> [Exercise]
Go through the entries and write each one out again unchanged.
[[ Recorded data open ]]
Issue #1781, opened 2018-03-26
Inconsistency in mem_accounts after delete last block of round


4miners:
### Expected behavior
`mem_accounts` states after delete last block of round 1 should match states from snapshot taken before forge last block of round 1.
### Actual behavior
States not match:
- `virgin` column values for genesis delegates are set to `0` (previously `1`)
- `blockId` is equal to ID of deleted block - due to bug in refactoring queries/db-repos parameters are passed in wrong order, so we try to overwrite rows with block ID `0` with deleted block ID:
https://github.com/LiskHQ/lisk/blob/a027a995dfe7d58e3ed63688d81e47a8cd435d89/db/repos/rounds.js#L119-L121
https://github.com/LiskHQ/lisk/blob/a027a995dfe7d58e3ed63688d81e47a8cd435d89/logic/round.js#L172-L175
`0.9.12` - deleted block ID is overwritten with `0`:
https://github.com/LiskHQ/lisk/blob/7bf54a05815049f31931ffaba379b6d3b5febe79/sql/rounds.js#L20
https://github.com/LiskHQ/lisk/blob/7bf54a05815049f31931ffaba379b6d3b5febe79/logic/round.js#L124
### Steps to reproduce
Run functional system rounds tests.
### Which version(s) does this affect? (Environment, OS, etc...)
`1.0.0`, `0.9.12`

4miners:
Children are merged.

PR #2035, opened 2018-05-17
Application gets stuck when deleting last block of the same round twice - Closes #2032

### LINKED ISSUE #2032: Application gets stuck when deleting last block of the same round twice
### Expected behavior
Node should be able to delete the last block of the same round as many time as needed without corrupting snapshots
### Actual behavior
We perform snapshotting process at the second last block of the round here: https://github.com/LiskHQ/lisk/blob/development/modules/rounds.js#L228Is there any particular reason why we do this at the second last block? and not before at the last block of the round (before making any calculation for the next round?)
### Steps to reproduce:
```
describe('snapshotting when deleting last block of the round twice', () => {
	before(() => {
		// Forge 201 blocks to reach height 202 (genesis block is already tyhere)
		return Promise.mapSeries([...Array(201)], () => {
			return addTransactionsAndForgePromise(library, [], 0);
		}).then(() => {
			return deleteLastBlockPromise(library);
		}).then(() => {
			return addTransactionsAndForgePromise(library, [], 0);
		});
	});

	it('should be able to delete the block again', () => {
		return deleteLastBlockPromise(library);
	});
});
```
1.0.0

4miners:
### What was the problem?
Unable to delete last block of round twice in a row because round snapshot was not available.
### How did I fix it?
- Keep `mem_round_snapshot` and `mem_votes_snapshot` tables after round rollback, so those tables can be reused for same round.
- Check if there is snapshot available for current round before we restore it, to prevent usage of wrong snapshot (results with corrupted data) when going back more than one round of blocks.

It's not the best solution, but not so hard to implement and reliable. 
### How to test it?
Run test suite.
### Review checklist

* The PR solves #2032
* Linting passes
* Tests pass

### DIFF
--- a/db/sql/rounds/check_snapshot_availability.sql
+++ b/db/sql/rounds/check_snapshot_availability.sql
@@ -14,9 +14,22 @@
 
 
 /*
-  DESCRIPTION: Check round snapshot availability for a particular round.
+  DESCRIPTION: Check round snapshot availability for a particular round
+               Returns TRUE when snapshot available or table is empty, FALSE otherwise
 
   PARAMETERS: round - Round for we are checking availability
 */
 
-SELECT 1 AS available FROM mem_round_snapshot WHERE round = ${round} LIMIT 1
+SELECT (
+	CASE WHEN (
+		SELECT 1 AS available FROM mem_round_snapshot WHERE round = ${round} LIMIT 1
+	) = 1 THEN TRUE
+	ELSE (
+		CASE WHEN (
+			SELECT COUNT(*) FROM mem_round_snapshot
+		) = 0 THEN TRUE
+		ELSE FALSE
+		END
+	)
+	END
+) AS available
--- a/db/sql/rounds/check_snapshot_availability.sql
+++ b/db/sql/rounds/check_snapshot_availability.sql
@@ -1,0 +1,22 @@
+/*
+ * Copyright © 2018 Lisk Foundation
+ *
+ * See the LICENSE file at the top-level directory of this distribution
+ * for licensing information.
+ *
+ * Unless otherwise agreed in a custom licensing agreement with the Lisk Foundation,
+ * no part of this software, including this file, may be copied, modified,
+ * propagated, or distributed except according to the terms contained in the
+ * LICENSE file.
+ *
+ * Removal or modification of this copyright notice is prohibited.
+ */
+
+
+/*
+  DESCRIPTION: Check round snapshot availability for a particular round.
+
+  PARAMETERS: round - Round for we are checking availability
+*/
+
+SELECT 1 FROM mem_round_snapshot WHERE round = ${round} LIMIT 1
--- a/db/sql/rounds/check_snapshot_availability.sql
+++ b/db/sql/rounds/check_snapshot_availability.sql
@@ -14,22 +14,9 @@
 
 
 /*
-  DESCRIPTION: Check round snapshot availability for a particular round
-               Returns TRUE when snapshot available or table is empty, FALSE otherwise
+  DESCRIPTION: Check round snapshot availability for a particular round.
 
   PARAMETERS: round - Round for we are checking availability
 */
 
-SELECT (
-	CASE WHEN (
-		SELECT 1 AS available FROM mem_round_snapshot WHERE round = ${round} LIMIT 1
-	) = 1 THEN TRUE
-	ELSE (
-		CASE WHEN (
-			SELECT COUNT(*) FROM mem_round_snapshot
-		) = 0 THEN TRUE
-		ELSE FALSE
-		END
-	)
-	END
-) AS available
+SELECT 1 AS available FROM mem_round_snapshot WHERE round = ${round} LIMIT 1
--- a/db/sql/rounds/check_snapshot_availability.sql
+++ b/db/sql/rounds/check_snapshot_availability.sql
@@ -19,4 +19,4 @@
   PARAMETERS: round - Round for we are checking availability
 */
 
-SELECT 1 FROM mem_round_snapshot WHERE round = ${round} LIMIT 1
+SELECT 1 AS available FROM mem_round_snapshot WHERE round = ${round} LIMIT 1
--- a/test/functional/system/rounds.js
+++ b/test/functional/system/rounds.js
@@ -1130,6 +1130,22 @@ describe('rounds', () => {
 		});
 	});
 
+	describe('deleting last block of round twice in a row', () => {
+		before(() => {
+			return deleteLastBlockPromise().then(() => {
+				return addTransactionsAndForgePromise(library, [], 0);
+			});
+		});
+
+		after(() => {
+			return addTransactionsAndForgePromise(library, [], 0);
+		});
+
+		it('should be able to delete last block of round again', () => {
+			return deleteLastBlockPromise();
+		});
+	});
+
 	describe('rollback more than 1 round of blocks', () => {
 		let lastBlock;
 
--- a/test/functional/system/rounds.js
+++ b/test/functional/system/rounds.js
@@ -1182,4 +1182,22 @@ describe('rounds', () => {
 			return expect(lastBlock.height).to.equal(101);
 		});
 	});
+
+	describe('deleting last block of round twice in a row - no transactions during round', () => {
+		before(() => {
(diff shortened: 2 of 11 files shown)


4miners:
Notice: This PR contains changes from https://github.com/LiskHQ/lisk/pull/2038 and https://github.com/LiskHQ/lisk/pull/2039, those should be merged prior to this one.

db/sql/rounds/check_snapshot_availability.sql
[[ Recorded data closed ]]
> [Result of this exercise]
Issue #1781, opened 2018-03-26
Inconsistency in mem_accounts after delete last block of round


4miners:
### Expected behavior
`mem_accounts` states after delete last block of round 1 should match states from snapshot taken before forge last block of round 1.
### Actual behavior
States not match:
- `virgin` column values for genesis delegates are set to `0` (previously `1`)
- `blockId` is equal to ID of deleted block - due to bug in refactoring queries/db-repos parameters are passed in wrong order, so we try to overwrite rows with block ID `0` with deleted block ID:
https://github.com/LiskHQ/lisk/blob/a027a995dfe7d58e3ed63688d81e47a8cd435d89/db/repos/rounds.js#L119-L121
https://github.com/LiskHQ/lisk/blob/a027a995dfe7d58e3ed63688d81e47a8cd435d89/logic/round.js#L172-L175
`0.9.12` - deleted block ID is overwritten with `0`:
https://github.com/LiskHQ/lisk/blob/7bf54a05815049f31931ffaba379b6d3b5febe79/sql/rounds.js#L20
https://github.com/LiskHQ/lisk/blob/7bf54a05815049f31931ffaba379b6d3b5febe79/logic/round.js#L124
### Steps to reproduce
Run functional system rounds tests.
### Which version(s) does this affect? (Environment, OS, etc...)
`1.0.0`, `0.9.12`

4miners:
Children are merged.

PR #2035, opened 2018-05-17
Application gets stuck when deleting last block of the same round twice - Closes #2032

### LINKED ISSUE #2032: Application gets stuck when deleting last block of the same round twice
### Expected behavior
Node should be able to delete the last block of the same round as many time as needed without corrupting snapshots
### Actual behavior
We perform snapshotting process at the second last block of the round here: https://github.com/LiskHQ/lisk/blob/development/modules/rounds.js#L228Is there any particular reason why we do this at the second last block? and not before at the last block of the round (before making any calculation for the next round?)
### Steps to reproduce:
```
describe('snapshotting when deleting last block of the round twice', () => {
	before(() => {
		// Forge 201 blocks to reach height 202 (genesis block is already tyhere)
		return Promise.mapSeries([...Array(201)], () => {
			return addTransactionsAndForgePromise(library, [], 0);
		}).then(() => {
			return deleteLastBlockPromise(library);
		}).then(() => {
			return addTransactionsAndForgePromise(library, [], 0);
		});
	});

	it('should be able to delete the block again', () => {
		return deleteLastBlockPromise(library);
	});
});
```
1.0.0

4miners:
### What was the problem?
Unable to delete last block of round twice in a row because round snapshot was not available.
### How did I fix it?
- Keep `mem_round_snapshot` and `mem_votes_snapshot` tables after round rollback, so those tables can be reused for same round.
- Check if there is snapshot available for current round before we restore it, to prevent usage of wrong snapshot (results with corrupted data) when going back more than one round of blocks.

It's not the best solution, but not so hard to implement and reliable. 
### How to test it?
Run test suite.
### Review checklist

* The PR solves #2032
* Linting passes
* Tests pass

### DIFF
--- a/db/sql/rounds/check_snapshot_availability.sql
+++ b/db/sql/rounds/check_snapshot_availability.sql
@@ -14,9 +14,22 @@
 
 
 /*
-  DESCRIPTION: Check round snapshot availability for a particular round.
+  DESCRIPTION: Check round snapshot availability for a particular round
+               Returns TRUE when snapshot available or table is empty, FALSE otherwise
 
   PARAMETERS: round - Round for we are checking availability
 */
 
-SELECT 1 AS available FROM mem_round_snapshot WHERE round = ${round} LIMIT 1
+SELECT (
+	CASE WHEN (
+		SELECT 1 AS available FROM mem_round_snapshot WHERE round = ${round} LIMIT 1
+	) = 1 THEN TRUE
+	ELSE (
+		CASE WHEN (
+			SELECT COUNT(*) FROM mem_round_snapshot
+		) = 0 THEN TRUE
+		ELSE FALSE
+		END
+	)
+	END
+) AS available
--- a/db/sql/rounds/check_snapshot_availability.sql
+++ b/db/sql/rounds/check_snapshot_availability.sql
@@ -1,0 +1,22 @@
+/*
+ * Copyright © 2018 Lisk Foundation
+ *
+ * See the LICENSE file at the top-level directory of this distribution
+ * for licensing information.
+ *
+ * Unless otherwise agreed in a custom licensing agreement with the Lisk Foundation,
+ * no part of this software, including this file, may be copied, modified,
+ * propagated, or distributed except according to the terms contained in the
+ * LICENSE file.
+ *
+ * Removal or modification of this copyright notice is prohibited.
+ */
+
+
+/*
+  DESCRIPTION: Check round snapshot availability for a particular round.
+
+  PARAMETERS: round - Round for we are checking availability
+*/
+
+SELECT 1 FROM mem_round_snapshot WHERE round = ${round} LIMIT 1
--- a/db/sql/rounds/check_snapshot_availability.sql
+++ b/db/sql/rounds/check_snapshot_availability.sql
@@ -14,22 +14,9 @@
 
 
 /*
-  DESCRIPTION: Check round snapshot availability for a particular round
-               Returns TRUE when snapshot available or table is empty, FALSE otherwise
+  DESCRIPTION: Check round snapshot availability for a particular round.
 
   PARAMETERS: round - Round for we are checking availability
 */
 
-SELECT (
-	CASE WHEN (
-		SELECT 1 AS available FROM mem_round_snapshot WHERE round = ${round} LIMIT 1
-	) = 1 THEN TRUE
-	ELSE (
-		CASE WHEN (
-			SELECT COUNT(*) FROM mem_round_snapshot
-		) = 0 THEN TRUE
-		ELSE FALSE
-		END
-	)
-	END
-) AS available
+SELECT 1 AS available FROM mem_round_snapshot WHERE round = ${round} LIMIT 1
--- a/db/sql/rounds/check_snapshot_availability.sql
+++ b/db/sql/rounds/check_snapshot_availability.sql
@@ -19,4 +19,4 @@
   PARAMETERS: round - Round for we are checking availability
 */
 
-SELECT 1 FROM mem_round_snapshot WHERE round = ${round} LIMIT 1
+SELECT 1 AS available FROM mem_round_snapshot WHERE round = ${round} LIMIT 1
--- a/test/functional/system/rounds.js
+++ b/test/functional/system/rounds.js
@@ -1130,6 +1130,22 @@ describe('rounds', () => {
 		});
 	});
 
+	describe('deleting last block of round twice in a row', () => {
+		before(() => {
+			return deleteLastBlockPromise().then(() => {
+				return addTransactionsAndForgePromise(library, [], 0);
+			});
+		});
+
+		after(() => {
+			return addTransactionsAndForgePromise(library, [], 0);
+		});
+
+		it('should be able to delete last block of round again', () => {
+			return deleteLastBlockPromise();
+		});
+	});
+
 	describe('rollback more than 1 round of blocks', () => {
 		let lastBlock;
 
--- a/test/functional/system/rounds.js
+++ b/test/functional/system/rounds.js
@@ -1182,4 +1182,22 @@ describe('rounds', () => {
 			return expect(lastBlock.height).to.equal(101);
 		});
 	});
+
+	describe('deleting last block of round twice in a row - no transactions during round', () => {
+		before(() => {
(diff shortened: 2 of 11 files shown)


4miners:
Notice: This PR contains changes from https://github.com/LiskHQ/lisk/pull/2038 and https://github.com/LiskHQ/lisk/pull/2039, those should be merged prior to this one.

db/sql/rounds/check_snapshot_availability.sql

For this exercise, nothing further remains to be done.